02. Kanye West - Yeezus
Yeah, yeah. You’re sick of Kanye. He doesn’t care. He’s going to **** with all of our shit. He doesn’t care. And that’s what I love about Yeezus. OK, I love many things about this album. First of which is how much it grows on you. My first impression was “Was that it? All that aggression, and for what? Seems half-formed.” Also, it was hard for me to get over the fact that this album is inspired directly by Death Grips. Kanye is usually a trend-setter. Drake wouldn’t have a career in music if Kanye hadn’t invented Drake’s sound for him on 808s and Heartbreak. Kanye’s previous album was forward-thinking in all of the best ways. Yeezus by comparison sounded a year too late; Death Grips ruled 2012 with the same sonic principles. The truth, though, is that Death Grips were a year too early (and, again, Kanye gives me proof that I was right to rank The Money Store #1 last year). This album is actually quite catchy once you spend time to figure out its movements, or to realize when it jarringly moves for no purpose.

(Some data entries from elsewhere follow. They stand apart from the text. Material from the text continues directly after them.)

Issue #236, opened 2016-07-01
Smilescreen mediborg doesn't have a transform animation


ShadowDeath6:
title, this was fixed on old code but wasn't ported over probably

Super3222:
Port it, @ShadowDeath6

ShadowDeath6:
too busy doing more important things :^)

PR #251, opened 2016-07-02
Smile Screen Medborgs now have a robot transformation.

Super3222:
#236

Smilescreen medborgs now have a robot transformation.
They also lose their :^ ) when dead.


GrayRachnid:
> They also lose their :^ ) when dead.

Madman

PR #252, opened 2016-07-02
Making miners' lives easier and encouraging them to do their job

ShadowDeath6:
Makes the miner hardsuit have a use, it's now ashproof and fireproof. Price has been doubled to 4000 points to reflect this. 
HOPEFULLY this actually makes miners want to mine ore for science instead of exploring for the entire shift, and 4000 points means miners need to bring in a good amount of ore if they want to be ashproof. 
Reminder that this does not protect against lava in any way, but it protects against ash and plasma fire. 

Also, makes the cursed heart drop from necropolis chests actually worth getting, as it's now the wizard version which heals you every pump and is a bit more lenient on the death part. One, this makes an item found from killing a difficult tendril worth using (unless it's a legion tendril I guess), while still keeping with the challenge of lavaland since you need to multitask pump for your heals. There are more powerful items than it, it certainly wouldn't be unbalanced.

:cl: ShadowDeath6
rscadd: NanoTrasen has realized that their hardsuits could be put to better use in the newfound Lavaland, and they have adapted them with fireproof plating to weather the ash storms there. Note that NanoTrasen has not spared the expense to make them lavaproof. Its price has been adjusted accordingly.
tweak: The wizard variant of the cursed heart, that heals the user, now has a chance to spawn in necropolis chests along with the original that does not posses healing traits.
/:cl:

### DIFF
--- a/code/modules/clothing/spacesuits/hardsuit.dm
+++ b/code/modules/clothing/spacesuits/hardsuit.dm
@@ -167,23 +167,25 @@
 	//Mining hardsuit
 /obj/item/clothing/head/helmet/space/hardsuit/mining
 	name = "mining hardsuit helmet"
-	desc = "A special helmet designed for work in a hazardous, low pressure environment. Has reinforced plating for wildlife encounters and dual floodlights."
+	desc = "A special helmet designed for work in a hazardous, low pressure environment. Has reinforced plating for wildlife encounters and ash storms. Has dual floodlights on the helmet."
 	icon_state = "hardsuit0-mining"
 	item_state = "mining_helm"
 	item_color = "mining"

The album’s arc is fascinating: Kanye is writing some of the most political, angry material of his career. “Black Skinhead” and “New Slaves” lack the polish of Kanye’s previous material. You have to understand: Kanye West is a musical perfectionist. He demands perfection from himself. So that these two songs, debuted on SNL, are as raw as they are is the first punk statement Kanye has allowed himself to make. Musically, anyway. This album, more than anything, is about finally merging Kanye’s public persona with his musical identity. But an interesting thing starts to happen while Kanye is calling himself a God. He starts to get upset at his relationship history. He starts to realize that some of this anger he’s feeling is psycho-sexual in nature. He realizes that if his long-term relationship with Kim is going to work, he’ll have to get some things off his chest first. And, yes, they are absolutely for her to hear. The sexual conquests of “I’m In It” are depraved, sure, and Kanye uses dancehall samples & Beenie Man vocals in such a way as to create a tense, freighting vibe. “Blood on the Leaves” is one of the most powerful songs I heard all year; in it, Kanye goes over the beginning and end of his relationship with Alexis Phifer (it has been the cause of nearly everything he’s put out since 808s and Heartbreak), using Nina Simone singing “Strange Fruit” as a bleating alarm, and using some intense horns from TNGHT to punctuate things and the emotions get ramped up to one of the most intense boiling points in hip-hop history. Is this even hip-hop, actually? I don’t even know. I don’t even care. Kanye is in a realm of his own when it comes to the art of the sample. The album closes with “Bound 2,” which feels like vintage Kanye in sound. Charlie Wilson delivers perhaps the best Kanye chorus ever. Lyrically, it wraps up the theme of the album: Kim, you need to know where this anger comes from so that we understand how to be with each other. I have to finally let myself be angry about Alexis instead of just depressed, so that I can finally move on and be with you.” Personally, I don’t have much faith that Kanye can move on. But that’s neither here nor there. What’s here is an album that I think is rightly topping many best-of lists. In a weak year for music, I think Yeezus is the best album I listened to. But there was one other album that I actually enjoyed more…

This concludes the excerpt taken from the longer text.